Data extracted from a collection ▸

PR #764, opened 2025-08-05
feat: Add Atlantic mock server and dummy verifier for L3 testing

0xvasanth:
## Pull Request type

- [ ] Bugfix
- [x] Feature
- [ ] Build-related changes
- [x] Testing

Currently, the orchestrator requires a real Atlantic prover service connection for testing proof generation functionality. This creates several issues:
- Dependency on external services for local development and testing
- Inability to test prover interactions in CI/CD pipelines without real Atlantic credentials
- Difficulty simulating edge cases and failure scenarios in the prover service

Resolves: #NA

## What is the new behavior?

This PR introduces a **Mock Atlantic Server** that simulates the Atlantic prover service for testing and development purposes:

### Key Changes:
- **New Mock Atlantic Server** (`test_utils/crates/mock-atlantic-server/`): A complete mock implementation of the Atlantic API
  - Implements all Atlantic API endpoints (submit job, check status, etc.)
  - Supports configurable behavior including failure rates and processing delays
  - Provides realistic job lifecycle simulation with proper status transitions
  - Includes comprehensive Swagger documentation for API reference
  
- **Orchestrator Integration**: Modified the orchestrator to support mock mode
  - Added `atlantic_mock_fact_hash` configuration option to enable mock mode (set to "true" to enable)
  - When enabled, automatically starts the mock Atlantic server
  - Relaxed parameter validation in mock mode to allow testing without real credentials
  
- **Dummy Verifier Contract**: Added deployment script and contract for testing L3 verification
  - `MockGPSVerifier.sol`: Simple verifier contract for testing
  - `deploy_dummy_verifier.sh`: Script to deploy the mock verifier on local Anvil instance

- **Additional Improvements**:
  - Fixed project name and reorganized Cargo dependencies for better maintainability
  - Enhanced test infrastructure for E2E testing scenarios
  - Added support for simulating various proof verification scenarios

### Benefits:
- Enables comprehensive testing of prover integration without external dependencies
- Allows simulation of various failure scenarios for robust error handling
- Speeds up development by removing network latency to external services
- Enables CI/CD testing of proof generation flows
- Provides a controlled environment for testing L3 proof verification

**No**

This change is backward compatible. The mock mode is opt-in via the `atlantic_mock_fact_hash` configuration option. When not enabled, the orchestrator behaves exactly as before, connecting to the real Atlantic service.

### Usage Example:
```bash
# Enable mock mode in orchestrator config
# Set the environment variable or pass as CLI argument
export MADARA_ORCHESTRATOR_ATLANTIC_MOCK_FACT_HASH="true"

# The orchestrator will automatically start the mock server
make run-orchestrator-l3

# Deploy dummy verifier for testing (optional)
./test_utils/scripts/deploy_dummy_verifier.sh
```

### Testing:
- The mock server can be run standalone: `cargo run --bin mock-atlantic-server`
- API documentation available in `test_utils/crates/mock-atlantic-server/swagger.json`
- Supports configurable failure rates and delays for comprehensive testing
- Mock server runs on port 8080 by default (configurable)

### Configuration Options:
- `MADARA_ORCHESTRATOR_ATLANTIC_MOCK_FACT_HASH`: Set to "true" to enable mock mode
- Mock server environment variables:
  - `FAILURE_RATE`: Probability of job failure (0.0 to 1.0)
  - `PROCESSING_DELAY_MS`: Simulated processing time for jobs
  - `PORT`: Server port (default: 8080)

This PR significantly improves the testability of the L3 prover integration and enables local development without external dependencies.


orchestrator/src/core/config.rs
```diff
@@ -199,13 +200,66 @@ impl Config {
...
+
+                    // Create modified Atlantic params that point to the mock server
+                    let mock_atlantic_params = AtlanticValidatedArgs {
+                        atlantic_api_key: atlantic_params.atlantic_api_key.clone(),
+                        atlantic_service_url: format!("http://127.0.0.1:{}", mock_port)
+                            .parse()
+                            .expect("Failed to parse mock server URL"),
+                        atlantic_rpc_node_url: atlantic_params.atlantic_rpc_node_url.clone(),
+                        atlantic_verifier_contract_address:
+                            "0x007a9a039a9471a7bea2962695cebc03f01a702ffa848763a6749052b0396ccc".to_string(), // Hard-coded for mock mode
```
Mohiiit: why is this hardcoded tho? are we sure this would be the address all the time? is this on starknet sepolia? if yes then let's add the link to it as well (voyager link)

orchestrator/src/core/config.rs
```diff
@@ -199,13 +200,66 @@ impl Config {
...
     /// # Returns
     /// * `Box<dyn ProverClient>` - The proving service
-    pub(crate) fn build_prover_service(prover_params: &ProverConfig) -> Box<dyn ProverClient + Send + Sync> {
+    pub(crate) async fn build_prover_service(prover_params: &ProverConfig) -> Box<dyn ProverClient + Send + Sync> {
         match prover_params {
             ProverConfig::Sharp(sharp_params) => Box::new(SharpProverService::new_with_args(sharp_params)),
-            ProverConfig::Atlantic(atlantic_params) => Box::new(AtlanticProverService::new_with_args(atlantic_params)),
+            ProverConfig::Atlantic(atlantic_params) => {
+                // If mock_fact_hash is "true", start the mock Atlantic server
+                if atlantic_params.atlantic_mock_fact_hash.eq("true") {
```
Mohiiit: but this is true for L3s only right? when we have L2s mocked, we can still make call to the chain right? or maybe not in case of AR

I think it makes sense to have it for both L2 and L3

orchestrator/src/types/params/prover.rs
```diff
@@ -54,43 +53,80 @@ impl TryFrom<RunCmd> for ProverConfig {
...
+                if is_mock_mode {
+                    // Mock mode: provide sensible defaults for missing parameters
+                    Ok(Self::Atlantic(AtlanticValidatedArgs {
+                        atlantic_api_key: atlantic_args.atlantic_api_key.unwrap_or_else(|| "mock-api-key".to_string()),
+                        atlantic_service_url: atlantic_args
+                            .atlantic_service_url
+                            .unwrap_or_else(|| "http://unused-in-mock-mode.com".parse().unwrap()),
+                        atlantic_rpc_node_url: atlantic_args
+                            .atlantic_rpc_node_url
+                            .unwrap_or_else(|| "http://unused-in-mock-mode.com".parse().unwrap()),
```
Mohiiit: url to const?

0xvasanth: this is dummy URL

orchestrator/src/core/config.rs
0xvasanth: Re-frame this in better way with new CLI

orchestrator/src/core/config.rs
0xvasanth: this code is removed and made better now

orchestrator/src/cli/prover/atlantic.rs
```diff
@@ -23,7 +23,7 @@ pub struct AtlanticCliArgs {
     #[arg(required_if_eq("atlantic", "true"))]
     pub atlantic_rpc_node_url: Option<Url>,
 
-    /// Whether to use mock fact registry.
+    /// Enable mock mode for Atlantic prover (set to "true" to enable).
     #[arg(env = "MADARA_ORCHESTRATOR_ATLANTIC_MOCK_FACT_HASH", long)]
```
heemankv, line 28: In the earlier implementations, this variable was used to be sent to Atlantic.
Now that we won't be mocking anything to the actual Atlantic service, we can rename this variable while we are re-purposing it 
say : MADARA_ORCHESTRATOR_MOCK_ATLANTIC_SERVICE ?
wdyt @itsparser

orchestrator/src/core/config.rs
```diff
@@ -257,16 +263,52 @@ impl Config {
     ///
     /// # Arguments
     /// * `prover_params` - The proving service parameters
-    /// * `params` - The config parameters
     /// # Returns
     /// * `Box<dyn ProverClient>` - The proving service
-    pub(crate) fn build_prover_service(prover_params: &ProverConfig) -> Box<dyn ProverClient + Send + Sync> {
+    pub(crate) async fn build_prover_service(prover_params: &ProverConfig) -> Box<dyn ProverClient + Send + Sync> {
```
heemankv: Unsure as to why we need this `async` ?
What am I missing ?

orchestrator/src/core/config.rs
```diff
@@ -257,16 +263,52 @@ impl Config {
...
+        match prover_params {
+            ProverConfig::Atlantic(atlantic_params) => {
+                // Start mock Atlantic server if flag is enabled and we're in testnet
+                if allow_mock_hash_server && atlantic_params.atlantic_network == "TESTNET" {
+                    info!("Mock Atlantic server flag is enabled, starting mock server...");
+
+                    // Start the mock server in a background task
+                    tokio::spawn(async move {
+                        info!("Starting mock Atlantic server on port 4001");
+                        if let Err(e) = utils_mock_atlantic_server::start_mock_atlantic_server().await {
```
heemankv, line 317: Since we are spawning the service from within code, should we not allow to set the port from CLI as well ?
The user isn't made aware about this port requirement while they are starting the app, 
like they will not know about it because it's not an env
as well as it will not be printed at the start of the orchestrator 
wdyt ?

heemankv: we can always default to 4001 as you have written

orchestrator/src/core/config.rs
```diff
@@ -257,16 +263,52 @@ impl Config {
...
+                            error!("Failed to start mock Atlantic server: {}", e);
+                        }
+                    });
+
+                    // Give the mock server time to start
+                    tokio::time::sleep(tokio::time::Duration::from_secs(2)).await;
```
heemankv, line 323: Nitpick : 
if you have bandwidth, we can use `is-alive` endpoint 
else we can skip since it will only be used for testing, totally your call

orchestrator/src/tests/config.rs
```diff
@@ -395,10 +395,10 @@ pub mod implement_client {
         }
     }
 
-    pub(crate) fn init_prover_client(service: ConfigType, params: &EnvParams) -> Box<dyn ProverClient> {
+    pub(crate) async fn init_prover_client(service: ConfigType, params: &EnvParams) -> Box<dyn ProverClient> {
```
heemankv: if `build_prover_service` will not be async then this will also be removed

package.json
```diff
@@ -1,4 +1,5 @@
 {
+  "name": "madara",
```
heemankv, line 2: already done in other pr, might face conflicts

test_utils/crates/mock-atlantic-server/src/server.rs
```diff
@@ -314,7 +302,37 @@ pub async fn add_job_handler(
...
+                .iter()
+                .filter(|(_, job)| matches!(job.query.status, AtlanticQueryStatus::Done | AtlanticQueryStatus::Failed))
+                .min_by_key(|(_, job)| job.created_at);
+
+            if let Some((id_to_remove, _)) = oldest_done {
+                let id_to_remove = id_to_remove.clone();
+                jobs.remove(&id_to_remove);
+                debug!("Removed old job {} to maintain memory limit", id_to_remove);
+            } else {
+                // If no completed jobs, remove the oldest job regardless of status
```
heemankv, line 334: Thinking out loud
Will this not hamper the load with with E2E sends the jobs, 
currently it sends 100 ProofCreation jobs together to Atlantic server !

orchestrator/src/cli/prover/atlantic.rs
0xvasanth: I believe there’s a slight misunderstanding of the implementation. All the existing code remains unchanged — the only addition here is a new CLI flag that allows users to enable the mock service when needed.

test_utils/crates/mock-atlantic-server/src/server.rs
0xvasanth: never though of that but this is bottle-necking local memory, so better option is to make it as a env variable of the server which will allow use have the flexibility to customize the resource size

package.json
0xvasanth: it is gone already when you pull

orchestrator/src/core/config.rs
0xvasanth: yes that is right was used async in previous code change, will revert this back

orchestrator/src/core/config.rs
0xvasanth: Since this is test infrastructure, the simple 2-second sleep is probably fine - it's predictable and won't hang. The is-alive approach is "nicer" but not crucial for a mock server used only in tests.

orchestrator/src/core/config.rs
0xvasanth: I think adding CLI support here might be unnecessary overhead. If someone needs a custom port, they can already run the server manually, 

`PORT=8080 make run-mock-atlantic-server`

Including this directly in the orchestrator doesn’t add much value and could complicate things unnecessarily.

Mohiiit (approved):

test_utils/crates/mock-atlantic-server/src/server.rs
heemankv: Is this converted to env var ?

heemankv (approved):
LGTM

EXERCISE BRIEF ▸ Find the word "clone" in the entries above and gather every line that holds it.

TASK RESULT ▸
+                        atlantic_api_key: atlantic_params.atlantic_api_key.clone(),
+                        atlantic_rpc_node_url: atlantic_params.atlantic_rpc_node_url.clone(),
+                let id_to_remove = id_to_remove.clone();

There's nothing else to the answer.